For this pee if I get a batch I like I am going to buy a capper and use those budlight bottles. I usually soak them in a hot water and bleach solution. Air dry when done.


----------



## MurphyTexas (Apr 18, 2012)

donaltman3 said:


> I am going to be using the new budlight platnium blue bottles... I have enlisted several friends to save bottles for me.
> 
> In the past I have gone to local resturaunts that serve wine and asked them to save me the old wine bottles... I use bleach to clean them... has always worked..
> 
> For this pee if I get a batch I like I am going to buy a capper and use those budlight bottles. I usually soak them in a hot water and bleach solution. Air dry when done.



My wife likes the 6.0 % alcohol blue budwieser beer so I too have saved a couple cases because they are very cool color of glass and the plastic labels peel off easily. However, I am concerned that the screw top beer bottles have very thin glass necks which make them prone to breaking when capping. All the beer forums warn against using screw tops and I don't like glass in my pee. 
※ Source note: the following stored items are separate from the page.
PR #3370, opened 2021-04-22
libbpf-tools: add two helpers

ethercflow:
add discussed helpers https://github.com/iovisor/bcc/pull/3347#discussion_r612096999

### DIFF
--- a/libbpf-tools/trace_helpers.c
+++ b/libbpf-tools/trace_helpers.c
@@ -6,8 +6,11 @@
 #include <stdio.h>
 #include <stdlib.h>
 #include <string.h>
+#include <unistd.h>
 #include <sys/resource.h>
 #include <time.h>
+#include <bpf/btf.h>
+#include <bpf/libbpf.h>
 #include "trace_helpers.h"
 
 #define min(x, y) ({				 \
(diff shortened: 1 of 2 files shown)


ethercflow:
Currently only tested on 5.12 rc2+ and CentOS Stream 8.3/ 4.18.0-240.22.1.el8_3. Not tested on 5.4 with BTF yet.

libbpf-tools/trace_helpers.c
```diff
@@ -395,3 +398,103 @@ bool is_kernel_module(const char *name)
...
+		if ((ret == EOF && feof(f)) || ret != 1)
+			break;
+		if (!strcmp(name, sym_name)) {
+			fclose(f);
+			return true;
+		}
+	}
+
+	fclose(f);
+	return false;
```
chenhengqi, line 481: Should we fallthrough to slow path?

anakryiko: No we shouldn't. If /sys/kernel/debug/tracing/available_filter_functions exists, it will contains all the kprobe'able functions. Even if kallsyms contains sym_name, that would mean that it's not attachable anyway.

libbpf-tools/trace_helpers.c
```diff
@@ -395,3 +398,103 @@ bool is_kernel_module(const char *name)
...
+	FILE *f;
+	int ret;
+
+	f = fopen("/sys/kernel/debug/tracing/available_filter_functions", "r");
+	if (!f)
+		goto slow_path;
+
+	while (true) {
+		ret = fscanf(f, "%s%*[^\n]\n", sym_name);
+		if ((ret == EOF && feof(f)) || ret != 1)
```
anakryiko, line 472: if ret != 1, we should at least log some error message, not just silently assume EOF. Similarly below.

anakryiko (commented):
It looks great, that's exactly what I had in mind. But can you please add comments to each fentry_exists and kprobe_exists explaining what they are for and on a high-level what they are doing? See also the point about silently ignoring reading errors.

ethercflow:
> It looks great, that's exactly what I had in mind. But can you please add comments to each fentry_exists and kprobe_exists explaining what they are for and on a high-level what they are doing? See also the point about silently ignoring reading errors.

Fixed, PTAL again. :)

ethercflow:
> It looks great, that's exactly what I had in mind. But can you please add comments to each fentry_exists and kprobe_exists explaining what they are for and on a high-level what they are doing? See also the point about silently ignoring reading errors.

Fixed, PTAL again. :)

libbpf-tools/trace_helpers.c
```diff
@@ -395,3 +398,112 @@ bool is_kernel_module(const char *name)
...
+		base = NULL;
+		goto err_out;
+	}
+	if (mod) {
+		snprintf(sysfs_mod, sizeof(sysfs_mod), "/sys/kernel/btf/%s", mod);
+		btf = btf__parse_split(sysfs_mod, base);
+		if (libbpf_get_error(btf)) {
+			fprintf(stderr, "failed to load BTF from %s: %s\n",
+				sysfs_mod, strerror(-libbpf_get_error(btf)));
+			btf = NULL;
```
anakryiko, line 424: no need to NULL it out, same above

libbpf-tools/trace_helpers.c
```diff
@@ -395,3 +398,112 @@ bool is_kernel_module(const char *name)
...
 	return found;
 }
+
+bool fentry_exists(const char *name, const char *mod)
+{
+	const char sysfs_vmlinux[] = "/sys/kernel/btf/vmlinux";
+	struct btf *base, *btf = NULL;
+	const struct btf_type *type;
+	const struct btf_enum *e;
+	char sysfs_mod[64];
```
anakryiko, line 408: max module name length is 56 , so this should be 16 + 1 + 56 = 73 to accomodate any possible module name, let's make it 80 for the round value?

libbpf-tools/trace_helpers.c
```diff
@@ -395,3 +398,112 @@ bool is_kernel_module(const char *name)
...
+	}
+
+	id = btf__find_by_name_kind(btf, "bpf_attach_type", BTF_KIND_ENUM);
+	if (id < 0)
+		goto err_out;
+	type = btf__type_by_id(btf, id);
+	if (!type) {
+		id = -1;
+		goto err_out;
+	}
```
anakryiko, line 438: this can't happen, if btf__find_by_name_kind() returned ID, it will be valid, so please drop this check altogether

libbpf-tools/trace_helpers.c
```diff
@@ -395,3 +398,112 @@ bool is_kernel_module(const char *name)
...
+	if (!f)
+		goto slow_path;
+
+	while (true) {
+		ret = fscanf(f, "%s%*[^\n]\n", sym_name);
+		if (ret == EOF && feof(f))
+			break;
+		if (ret != 1) {
+			fprintf(stderr, "failed to read symbol from "
+				"available_filter_functions\n");
```
anakryiko, line 476: please keep error strings on the single line, even if it's a very long one. It makes it easier to grep for it, if necessary. That's the rule for kernel, for example

libbpf-tools/trace_helpers.h
```diff
@@ -43,4 +43,34 @@ int bump_memlock_rlimit(void);
 
 bool is_kernel_module(const char *name);
 
+/*
+ * When we need for kprobe/kretprobe, please check out new fentry/fexit
```
anakryiko, line 47: Maybe "When attempting to use kprobe/kretprobe" ?

libbpf-tools/trace_helpers.h
```diff
@@ -43,4 +43,34 @@ int bump_memlock_rlimit(void);
...
+ * probes, as they provide better performance and usability. But in some
+ * situations we have to fallback to kprobe/kretprobe probes. This helper
+ * is used to detect those ones before attaching.
```
anakryiko, line 50: "those ones" is ambiguous. Maybe "used to detect fentry/fexit support for the specified kernel function" ?

libbpf-tools/trace_helpers.h
```diff
@@ -43,4 +43,34 @@ int bump_memlock_rlimit(void);
...
+ *
+ *	1. A gap between kernel versions, kernel BTF is exposed
+ * 	   starting from 5.4 kernel. but fentry/fexit is actually
+ * 	   supported starting from 5.5.
+ *	2. Wether kernel support module BTF or not
+ *
+ * *name* is the name of a function to be attached, which can be from
```
anakryiko, line 57: again, ambiguous. "kernel function to be attached to"?

libbpf-tools/trace_helpers.h
```diff
@@ -43,4 +43,34 @@ int bump_memlock_rlimit(void);
...
+ * vmlinux or a kernel module.
+ * *mod* is the name of a kernel module, if NULL, it means *name*
+ * belongs to vmlinux.
+ */
+bool fentry_exists(const char *name, const char *mod);
+
+/*
+ * The name of a function to be attached may be changed between kernel
```
anakryiko, line 65: same, this is not a name of a function we are attaching, it's the name of a function we are attaching *to*. So, as above, be more specific: "the name of a kernel function to be attached to"

libbpf-tools/trace_helpers.h
```diff
@@ -43,4 +43,34 @@ int bump_memlock_rlimit(void);
...
+ * releases. This helper is used to confirm whether the target kernel
+ * uses a certain function name before attaching.
+ *
+ * It is achieved by scaning
+ * 	/sys/kernel/debug/tracing/available_filter_functions
+ * If this file does not exist, it fallbacks to parse /proc/kallsyms,
+ * which is more slower.
```
anakryiko, line 72: typo: "more slow" or "slower"

anakryiko (changes requested):
few more nits and comments

ethercflow:
> few more nits and comments

Fixed, thanks!

anakryiko (approved):
LGTM, let's use it in vfsstat (cc @KentaTada) and other tools (ext4dist as well?)

ethercflow:
> LGTM, let's use it in vfsstat (cc @KentaTada) and other tools (ext4dist as well?)

Sure

yonghong-song:
[buildbot, test this please]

I wish there was an inexpensive way to purchase screw on caps and reuse these very cool looking bottles. If anyone knows, please comment.


----------



## donaltman3 (Apr 18, 2012)

I thought about the same thing.. could you sanitize and reuse a screw cap.. or maybe we could find a source for new screwcaps..


----------



## cpfan (Apr 18, 2012)

donaltman3 said:


> I thought about the same thing.. could you sanitize and reuse a screw cap.. or maybe we could find a source for new screwcaps..
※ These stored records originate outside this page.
PR #3379, opened 2021-04-26
introduced map batch update in Python and Queue/Stack itervalues utility

s41m0n:
This pr aims at introducing:
* items_update_batch: batch operation to update multiple key-value pairs at the same time
* Queue/Stack itervalues: to lookup all values consequently

Signed-off-by: Simone Magnani <simonemagnani.96@gmail.com>

### DIFF
--- a/src/python/bcc/table.py
+++ b/src/python/bcc/table.py
@@ -460,6 +460,34 @@ class TableBase(MutableMapping):
             for _ in self.items_lookup_and_delete_batch():
                 return
 
+    def items_update_batch(self, keys, values):
+        """Update all the key-value pairs in the map provided.
+        The lists must be the same length, between 1 and the maximum number of entries.
+        """
+        # two ct.Array are expected
+        if not isinstance(keys, ct.Array) or not isinstance(values, ct.Array):
+            raise TypeError
+
+        batch_size = len(keys)
+
+        # check that batch between limits and coherent with the provided values
+        if batch_size < 1 or batch_size > self.max_entries or batch_size != len(values):
+            raise KeyError
+
+        count = ct.c_uint32(batch_size)
+        res = lib.bpf_update_batch(self.map_fd,
+                                   ct.byref(keys),
+                                   ct.byref(values),
+                                   ct.byref(count)
+                                   )
+
+        errcode = ct.get_errno()
+        if (errcode == errno.EINVAL):
+            raise Exception("BPF_MAP_UPDATE_BATCH is invalid.")
+
+        if (res != 0 and errcode != errno.ENOENT):
+            raise Exception("BPF_MAP_UPDATE_BATCH has failed")
+
     def items_lookup_and_delete_batch(self):
         # batch size is set to the maximum
         batch_size = self.max_entries
--- a/src/python/bcc/table.py
+++ b/src/python/bcc/table.py
@@ -314,6 +314,8 @@ class TableBase(MutableMapping):
         self.flags = lib.bpf_table_flags_id(self.bpf.module, self.map_id)
         self._cbs = {}
         self._name = name
+        self.max_entries = int(lib.bpf_table_max_entries_id(self.bpf.module,
+                self.map_id))
 
     def get_fd(self):
         return self.map_fd
@@ -670,9 +672,7 @@ class TableBase(MutableMapping):
 class HashTable(TableBase):
     def __init__(self, *args, **kwargs):
         super(HashTable, self).__init__(*args, **kwargs)
-        self.max_entries = int(lib.bpf_table_max_entries_id(self.bpf.module,
-                                                            self.map_id))
-
+        
     def __len__(self):
         i = 0
         for k in self: i += 1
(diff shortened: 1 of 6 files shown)


yonghong-song:
[buildbot, test this please]

src/python/bcc/table.py
```diff
@@ -458,6 +460,41 @@ def items_delete_batch(self, keys=None):
...
+        batch_size = len(keys)
+
+        # check that batch between limits and coherent with the provided values
+        if (batch_size < 1 and batch_size > self.max_entries) or (batch_size != len(values)):
+            raise KeyError
+        
+        # build the array aka list of key_t that will be deleted
+        keylist = (type(self.Key()) * batch_size)()
+        valuelist = (type(self.Leaf()) * batch_size)()
+        for i, k, v in enumerate(zip(keys, values)):
```
s41m0n, line 480: I am not sure if this for loop is needed, as for the *items_delete_batch* function.
* Isn't better from the performance point of view that the user already provides the arrays correctly formatted?
* What if the data type instead of being a primitive one (e.g., ct.c_uint32) is a user-defined struct?

yonghong-song: This is a good point. it is possible that batch_size could be big, so the library here may do double work if user already prepared an array. This is a library function, we can enforce the input parameters to be an array. The same applies to items_delete_batch(). Thanks!

yonghong-song (commented):
BTW, you can push several commits in the pull request, e.g., one commit for map_batch_update, another for queue/stack itervalue utility, and another one for items_delete_batch() and these commits will be merged into master without squashing. This will be better for later people to check commits for a particular feature/change.

yonghong-song:
BTW, the test failed due to
```
41: Test command: /home/fedora/jenkins/workspace/bcc-pr/label/fc28/build/tests/wrapper.sh "py_test_map_batch_ops" "sudo" "/home/fedora/jenkins/workspace/bcc-pr/label/fc28/tests/python/test_map_batch_ops.py"
41: Test timeout computed to be: 10000000
41:   File "/home/fedora/jenkins/workspace/bcc-pr/label/fc28/tests/python/test_map_batch_ops.py", line 12
41:     from __future__ import print_function
41:     ^
41: SyntaxError: from __future__ imports must occur at the beginning of the file
41: Failed
41/45 Test #41: py_test_map_batch_ops ............***Failed    0.04 sec
```

src/python/bcc/table.py
s41m0n: No problem :)

s41m0n:
> BTW, you can push several commits in the pull request, e.g., one commit for map_batch_update, another for queue/stack itervalue utility, and another one for items_delete_batch() and these commits will be merged into master without squashing. This will be better for later people to check commits for a particular feature/change.

I agree, sorry for not doing that before. It should be all right now.

src/python/bcc/table.py
```diff
@@ -458,6 +457,34 @@ def items_delete_batch(self, keys=None):
...
+        The lists must be the same length, between 1 and the maximum number of entries.
+        """
+        # two ct.Array are expected
+        if not isinstance(keys, ct.Array) or not isinstance(values, ct.Array):
+            raise TypeError
+
+        batch_size = len(keys)
+
+        # check that batch between limits and coherent with the provided values
+        if (batch_size < 1 and batch_size > self.max_entries) or (batch_size != len(values)):
```
yonghong-song, line 471: LGTM. Only one comment: here 'and' should be 'or', right? Otherwise, for any `max_entries >= 1`, `batch_size < 1 and batch_size > self.max_entries` is always false.

yonghong-song:
[buildbot, ok to test]

yonghong-song:
Also, there is a 2.7 python error,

There is no problem finding bottle caps that will fit a screw top beer bottle. Probably all beer caps currently in stores will work. Many many years ago when screw cap beer bottles were first introduced, it was necessary to be careful because the older thicker caps wouldn't conform to the shape of the threads.

Standard Canadian screw cap bottles are designed to be re-used by the breweries. Those bottles are heavier, and presumably thicker glassed, than the 'use-once' screw cap bottles that are used by many (especially US) breweries.

Some Americans who live near Canada cross the border to collect empties and have used those for years.

The issue is not caps but the lighter, thinner glass being more prone to breakage.

Steve


----------